Is there anything important about the order of applying deletes here? Is the guess here that there will be more Pos Deletes than EqDeletes?

My thought here is just that EqDelete always uses a set check so it's probably going to be cheaper than the possibility that you have to do the streaming check in pos deletes, but maybe I'm thinking about it wrong.

We might want to do minor compaction to transform the equality delete files to position delete files, so I guess position deletes should be more than equality deletes as time goes on.

The records in position deletes are ordered, so the sorted merge-base check wouldn't be more expensive than set based check consider the cost of building the hash set. Right?

I think that equality deletes are more expensive to apply because they require a projection and a set lookup (hash and maybe equality check), and there could be multiple equality deletes to apply. So the idea is to do the cheapest operation first and the most expensive operation last to do fewer expensive filter checks.

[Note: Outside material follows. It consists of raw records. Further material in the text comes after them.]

PR #5234, opened 2023-05-23
Allow function template default parameters in HLSL

### LINKED ISSUE #5221: default template arguments for a function template are a C++11 extension
When trying to compile HLSL like this:
```
template<typename TextureType, typename MixerType = TrivialMixer>
vec4	textureMaterial( TextureType tex, UVProjector p, MixerType m = MixerType() )
{
    return textureWithSampler( tex, sMaterialSampler, p.uv.xy );
}
```
With arguments:
```
-T vs_6_5 -H 2021 -O shader_0.hls
```

I get the following warning:
```
warning: default template arguments for a function template are a C++11 extension [-Wc++11-extensions]
```

It seems I can silence it with either `-no-warnings` or `-Wno-c++11-extensions`.

Additionally it seems specifying the C++ version with `-std=c++11` does work:
```
Unknown argument: '-std=c++11'
```

It feels like this should either:
- be not be allowed
- possible to disable a warning for this specific extension not all of them
- possible to be able to specify c++ version

In addition - is HLSL 2021 compliant with any actual version of C++? If not this is a strange warning to get altogether,

llvm-beanz:
Default parameters for function templates is a C++11 feature. Since HLSL is defined as C++03 using default parameters for function templates produces a language extension warning. There is really no need for the warning since the template syntax is disallowed in HLSL 2018 and earlier and we effectively always support this syntax in 2021.

This change suppresses the warning by treating HLSL as C++11 when diagnosing default template arguments. This changes the warning to a C++98 compatability warning, which is only enabled if explicitly requested.

In the future we should consider making future HLSL language versions based on a more modern C++ to avoid issues like this.

Fixes #5221

### DIFF
--- a/tools/clang/unittests/HLSL/VerifierTest.cpp
+++ b/tools/clang/unittests/HLSL/VerifierTest.cpp
@@ -50,6 +50,7 @@ public:
   TEST_METHOD(RunOperatorOverloadingNotDefinedBinaryOp)
   TEST_METHOD(RunCXX11Attributes)
   TEST_METHOD(RunEnums)
+  TEST_METHOD(RunFunctionTemplateDefault)
   TEST_METHOD(RunFunctions)
   TEST_METHOD(RunIncompleteType)
   TEST_METHOD(RunIndexingOperator)
@@ -241,6 +242,10 @@ TEST_F(VerifierTest, RunCXX11Attributes) {
 
 TEST_F(VerifierTest, RunEnums) {
   CheckVerifiesHLSL(L"enums.hlsl");
+}
+
+TEST_F(VerifierTest, RunFunctionTemplateDefault) {
+  CheckVerifiesHLSL(L"function-template-default.hlsl");
 }
 
 TEST_F(VerifierTest, RunFunctions) {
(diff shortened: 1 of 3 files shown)


tools/clang/unittests/HLSL/VerifierTest.cpp
```diff
@@ -243,6 +244,10 @@ TEST_F(VerifierTest, RunEnums) {
   CheckVerifiesHLSL(L"enums.hlsl");
 }
 
+TEST_F(VerifierTest, RunFunctionTemplateDefault) {
+  CheckVerifiesHLSL(L"function-template-default.hlsl");
```
bob80905, line 248: where is this hlsl file located?

llvm-beanz: Doh!

I didn't add it to the commit. Fixed in d46e73e3d60b33c9548b1f98ca77ded985f8ee38

bob80905 (approved):

dmpots (approved):
LGTM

do minor compaction to transform the equality delete files to position delete files

@chenjunjiedada do we really need to transform equality-deletes to positional-deletes when doing minor compaction ? Let's take the case in a single bucket:

txn-0: insert-file0, pos-delete-file0, equality-delete-file0;
txn-1: insert-file1, pos-delete-file1, equality-delete-file1;
txn-2: insert-file2, pos-delete-file2, equality-delete-file2;

The insert-file0's posDeletes is [pos-delete-file0, pos-delete-file1, pos-delete-file2] and eqDeletes is [equality-delete-file0, equality-delete-file1, equality-delete-file2].

The insert-file1's posDeletes is [pos-delete-file1, pos-delete-file2] and eqDeletes is [equality-delete-file1, equality-delete-file2]

The insert-file2's posDeletes is [pos-delete-file2] and eqDeletes is [equality-delete-file2]

You mean we will transform the equality-delete-file2 and equality-delete-file1 to a new pos-delete-file3 when doing minior compaciton for txn2 ?

@openinx , Since the cost of merging equality delete file is bigger than merging position delete, so it could be an option for minor compaction. While I haven't think about how we will do that compaction. I guess we should consider the sequence number when compacting the equality delete file, for example, convert equality delete files with same sequence number to a new position delete file.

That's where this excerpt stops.